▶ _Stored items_
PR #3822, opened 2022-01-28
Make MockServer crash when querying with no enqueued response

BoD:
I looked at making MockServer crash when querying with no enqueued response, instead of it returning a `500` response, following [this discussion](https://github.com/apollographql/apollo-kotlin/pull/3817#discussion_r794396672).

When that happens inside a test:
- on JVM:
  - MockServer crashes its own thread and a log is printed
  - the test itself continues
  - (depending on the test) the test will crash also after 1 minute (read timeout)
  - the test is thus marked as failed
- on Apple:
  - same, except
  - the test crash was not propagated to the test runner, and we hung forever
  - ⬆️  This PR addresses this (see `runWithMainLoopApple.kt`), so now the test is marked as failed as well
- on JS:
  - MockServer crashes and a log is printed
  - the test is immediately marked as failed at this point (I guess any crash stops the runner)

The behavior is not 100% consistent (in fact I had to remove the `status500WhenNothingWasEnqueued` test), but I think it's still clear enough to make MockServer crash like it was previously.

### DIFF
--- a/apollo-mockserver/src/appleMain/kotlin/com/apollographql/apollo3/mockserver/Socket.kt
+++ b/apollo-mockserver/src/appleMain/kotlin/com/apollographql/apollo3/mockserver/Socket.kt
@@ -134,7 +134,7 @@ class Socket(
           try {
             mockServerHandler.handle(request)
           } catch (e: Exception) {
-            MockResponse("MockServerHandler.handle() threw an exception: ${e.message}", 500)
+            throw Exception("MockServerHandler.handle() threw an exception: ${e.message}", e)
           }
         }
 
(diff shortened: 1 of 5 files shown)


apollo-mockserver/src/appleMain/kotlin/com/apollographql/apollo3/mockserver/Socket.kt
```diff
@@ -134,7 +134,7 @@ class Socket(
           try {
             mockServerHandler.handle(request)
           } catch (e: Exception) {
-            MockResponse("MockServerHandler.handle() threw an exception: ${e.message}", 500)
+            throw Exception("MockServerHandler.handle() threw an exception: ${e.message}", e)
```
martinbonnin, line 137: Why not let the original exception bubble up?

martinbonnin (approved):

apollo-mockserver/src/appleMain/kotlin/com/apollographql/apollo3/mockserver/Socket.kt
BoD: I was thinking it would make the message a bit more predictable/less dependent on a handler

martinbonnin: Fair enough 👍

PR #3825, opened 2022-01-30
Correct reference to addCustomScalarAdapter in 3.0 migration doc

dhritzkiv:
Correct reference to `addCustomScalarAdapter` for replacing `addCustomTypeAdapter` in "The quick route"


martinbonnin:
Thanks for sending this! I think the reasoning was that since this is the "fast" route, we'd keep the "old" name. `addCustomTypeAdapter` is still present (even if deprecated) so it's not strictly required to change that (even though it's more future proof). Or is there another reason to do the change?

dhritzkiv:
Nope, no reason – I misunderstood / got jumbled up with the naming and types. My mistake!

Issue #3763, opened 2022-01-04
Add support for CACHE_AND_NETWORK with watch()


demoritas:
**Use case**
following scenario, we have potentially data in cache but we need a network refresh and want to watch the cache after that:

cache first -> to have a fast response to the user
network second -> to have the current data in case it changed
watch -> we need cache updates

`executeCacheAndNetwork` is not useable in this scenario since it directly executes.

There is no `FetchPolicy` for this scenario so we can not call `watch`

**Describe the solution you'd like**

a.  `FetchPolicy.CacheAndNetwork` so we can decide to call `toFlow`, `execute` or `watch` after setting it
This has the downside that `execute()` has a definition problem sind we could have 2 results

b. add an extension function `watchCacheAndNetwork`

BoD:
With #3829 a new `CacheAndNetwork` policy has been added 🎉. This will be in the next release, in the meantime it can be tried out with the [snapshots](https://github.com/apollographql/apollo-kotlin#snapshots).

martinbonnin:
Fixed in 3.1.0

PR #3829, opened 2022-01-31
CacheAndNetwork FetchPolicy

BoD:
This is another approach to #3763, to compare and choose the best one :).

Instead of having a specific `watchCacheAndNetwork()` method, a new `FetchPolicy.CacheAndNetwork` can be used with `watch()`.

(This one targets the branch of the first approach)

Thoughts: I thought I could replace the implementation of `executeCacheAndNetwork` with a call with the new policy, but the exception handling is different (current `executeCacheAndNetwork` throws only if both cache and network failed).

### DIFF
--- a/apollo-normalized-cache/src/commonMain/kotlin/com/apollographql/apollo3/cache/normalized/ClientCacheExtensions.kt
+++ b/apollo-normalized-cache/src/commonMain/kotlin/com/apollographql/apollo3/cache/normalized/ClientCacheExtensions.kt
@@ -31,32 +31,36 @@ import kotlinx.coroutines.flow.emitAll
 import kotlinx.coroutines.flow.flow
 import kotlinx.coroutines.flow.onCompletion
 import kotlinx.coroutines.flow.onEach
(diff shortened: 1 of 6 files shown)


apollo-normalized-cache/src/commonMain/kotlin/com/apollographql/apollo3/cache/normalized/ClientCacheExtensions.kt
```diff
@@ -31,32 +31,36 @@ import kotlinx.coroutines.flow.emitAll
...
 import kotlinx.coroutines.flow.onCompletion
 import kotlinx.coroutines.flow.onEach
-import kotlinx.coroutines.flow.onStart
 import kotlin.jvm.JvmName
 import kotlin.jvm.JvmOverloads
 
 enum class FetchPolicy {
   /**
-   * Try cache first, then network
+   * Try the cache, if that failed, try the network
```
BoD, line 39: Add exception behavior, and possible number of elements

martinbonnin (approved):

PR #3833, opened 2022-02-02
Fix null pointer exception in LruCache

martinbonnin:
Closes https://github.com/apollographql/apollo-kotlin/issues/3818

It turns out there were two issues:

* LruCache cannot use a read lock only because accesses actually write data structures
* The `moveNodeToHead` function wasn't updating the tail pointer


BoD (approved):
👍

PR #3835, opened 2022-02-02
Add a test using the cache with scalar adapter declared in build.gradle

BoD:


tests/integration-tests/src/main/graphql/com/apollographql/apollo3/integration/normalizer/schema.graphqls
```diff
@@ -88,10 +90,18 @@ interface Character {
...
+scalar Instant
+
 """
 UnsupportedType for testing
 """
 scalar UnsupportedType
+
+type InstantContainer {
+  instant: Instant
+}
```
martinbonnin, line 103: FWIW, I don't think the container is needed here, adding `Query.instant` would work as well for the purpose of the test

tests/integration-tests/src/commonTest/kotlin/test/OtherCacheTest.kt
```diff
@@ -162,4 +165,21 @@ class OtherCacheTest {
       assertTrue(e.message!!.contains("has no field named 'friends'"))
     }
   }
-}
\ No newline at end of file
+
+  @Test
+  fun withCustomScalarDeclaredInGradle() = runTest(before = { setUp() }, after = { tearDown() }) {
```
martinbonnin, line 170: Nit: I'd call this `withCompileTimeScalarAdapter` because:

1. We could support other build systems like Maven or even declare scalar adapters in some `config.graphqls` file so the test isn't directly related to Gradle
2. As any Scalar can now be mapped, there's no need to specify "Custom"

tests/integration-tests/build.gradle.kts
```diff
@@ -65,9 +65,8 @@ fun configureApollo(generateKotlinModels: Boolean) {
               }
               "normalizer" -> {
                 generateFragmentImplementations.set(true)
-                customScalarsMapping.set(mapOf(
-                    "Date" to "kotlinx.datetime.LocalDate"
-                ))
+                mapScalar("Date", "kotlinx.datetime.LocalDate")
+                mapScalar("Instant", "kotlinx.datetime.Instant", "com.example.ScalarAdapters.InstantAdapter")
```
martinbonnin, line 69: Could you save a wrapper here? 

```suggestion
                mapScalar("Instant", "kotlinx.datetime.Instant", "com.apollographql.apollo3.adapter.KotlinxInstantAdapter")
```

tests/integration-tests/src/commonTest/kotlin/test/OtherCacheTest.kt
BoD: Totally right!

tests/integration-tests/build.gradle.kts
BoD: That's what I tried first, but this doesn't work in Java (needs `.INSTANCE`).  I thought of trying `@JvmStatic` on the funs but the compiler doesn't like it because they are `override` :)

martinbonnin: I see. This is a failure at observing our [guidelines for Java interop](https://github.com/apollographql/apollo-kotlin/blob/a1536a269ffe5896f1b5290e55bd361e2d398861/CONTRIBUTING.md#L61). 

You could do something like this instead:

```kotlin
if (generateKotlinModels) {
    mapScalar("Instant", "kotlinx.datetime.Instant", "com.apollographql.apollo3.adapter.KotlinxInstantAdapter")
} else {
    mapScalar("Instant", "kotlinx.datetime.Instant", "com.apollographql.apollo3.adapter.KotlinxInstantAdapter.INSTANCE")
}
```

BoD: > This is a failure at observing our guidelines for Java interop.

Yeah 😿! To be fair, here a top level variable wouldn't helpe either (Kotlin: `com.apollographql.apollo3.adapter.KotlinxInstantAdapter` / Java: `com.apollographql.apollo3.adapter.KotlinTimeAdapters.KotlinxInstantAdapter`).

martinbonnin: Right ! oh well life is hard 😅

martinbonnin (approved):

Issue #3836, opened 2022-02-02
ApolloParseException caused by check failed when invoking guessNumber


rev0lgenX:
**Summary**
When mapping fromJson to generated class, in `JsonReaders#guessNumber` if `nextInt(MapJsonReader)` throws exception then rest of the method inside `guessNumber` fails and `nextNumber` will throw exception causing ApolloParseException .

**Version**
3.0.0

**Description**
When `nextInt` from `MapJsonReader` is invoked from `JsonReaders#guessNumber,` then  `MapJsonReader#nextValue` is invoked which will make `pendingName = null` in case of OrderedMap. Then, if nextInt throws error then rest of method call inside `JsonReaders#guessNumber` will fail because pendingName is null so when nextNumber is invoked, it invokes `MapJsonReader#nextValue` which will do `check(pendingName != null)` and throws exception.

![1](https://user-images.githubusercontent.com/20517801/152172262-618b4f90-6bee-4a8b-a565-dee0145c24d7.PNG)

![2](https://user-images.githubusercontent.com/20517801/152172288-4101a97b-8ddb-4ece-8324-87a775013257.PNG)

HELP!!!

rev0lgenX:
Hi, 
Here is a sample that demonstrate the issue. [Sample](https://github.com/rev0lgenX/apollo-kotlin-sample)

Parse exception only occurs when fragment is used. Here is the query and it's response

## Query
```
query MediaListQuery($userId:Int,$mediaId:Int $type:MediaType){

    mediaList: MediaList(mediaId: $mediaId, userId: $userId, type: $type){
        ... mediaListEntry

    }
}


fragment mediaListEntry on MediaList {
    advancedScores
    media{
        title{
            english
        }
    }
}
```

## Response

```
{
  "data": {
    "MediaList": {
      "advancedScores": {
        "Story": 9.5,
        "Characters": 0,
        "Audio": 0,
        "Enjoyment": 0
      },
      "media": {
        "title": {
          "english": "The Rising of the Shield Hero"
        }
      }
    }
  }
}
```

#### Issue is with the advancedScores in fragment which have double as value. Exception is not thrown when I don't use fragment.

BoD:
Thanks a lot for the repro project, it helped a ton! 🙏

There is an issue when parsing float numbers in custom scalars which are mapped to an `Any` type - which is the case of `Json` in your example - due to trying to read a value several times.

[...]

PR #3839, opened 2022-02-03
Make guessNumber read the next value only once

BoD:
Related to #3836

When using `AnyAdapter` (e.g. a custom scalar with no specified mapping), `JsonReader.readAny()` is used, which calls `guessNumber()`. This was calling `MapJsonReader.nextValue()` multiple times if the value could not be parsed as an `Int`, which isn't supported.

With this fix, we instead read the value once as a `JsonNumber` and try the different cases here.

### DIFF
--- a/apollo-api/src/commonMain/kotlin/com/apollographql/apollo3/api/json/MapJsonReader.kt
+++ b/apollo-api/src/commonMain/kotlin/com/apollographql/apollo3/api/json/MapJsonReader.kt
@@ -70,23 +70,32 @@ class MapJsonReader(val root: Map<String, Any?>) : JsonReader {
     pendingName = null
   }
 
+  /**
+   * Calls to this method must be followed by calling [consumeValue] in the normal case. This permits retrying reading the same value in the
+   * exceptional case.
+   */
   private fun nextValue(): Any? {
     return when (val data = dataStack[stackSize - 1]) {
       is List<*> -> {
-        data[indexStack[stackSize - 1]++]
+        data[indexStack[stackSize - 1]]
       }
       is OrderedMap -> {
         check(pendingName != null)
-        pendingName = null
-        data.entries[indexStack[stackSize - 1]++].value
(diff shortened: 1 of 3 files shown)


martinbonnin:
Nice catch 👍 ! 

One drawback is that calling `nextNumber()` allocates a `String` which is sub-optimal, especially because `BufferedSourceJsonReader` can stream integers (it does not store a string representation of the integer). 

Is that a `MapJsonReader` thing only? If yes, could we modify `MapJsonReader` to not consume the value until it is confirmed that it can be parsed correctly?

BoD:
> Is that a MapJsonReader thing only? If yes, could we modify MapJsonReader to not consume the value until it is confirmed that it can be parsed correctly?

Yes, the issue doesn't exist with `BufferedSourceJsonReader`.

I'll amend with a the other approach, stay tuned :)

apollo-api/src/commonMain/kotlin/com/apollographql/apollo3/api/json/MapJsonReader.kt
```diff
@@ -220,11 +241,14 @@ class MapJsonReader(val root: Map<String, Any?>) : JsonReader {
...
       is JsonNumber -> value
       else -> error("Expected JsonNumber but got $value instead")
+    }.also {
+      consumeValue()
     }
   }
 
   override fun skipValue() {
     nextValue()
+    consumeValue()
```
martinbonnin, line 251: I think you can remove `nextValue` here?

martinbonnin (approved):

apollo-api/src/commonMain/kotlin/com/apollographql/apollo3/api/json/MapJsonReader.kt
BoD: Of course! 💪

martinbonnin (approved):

▶ _Aim of the exercise_
For the records above, tally the lines holding the word "issues". Answer with the number only.

▶ _Expected output_
2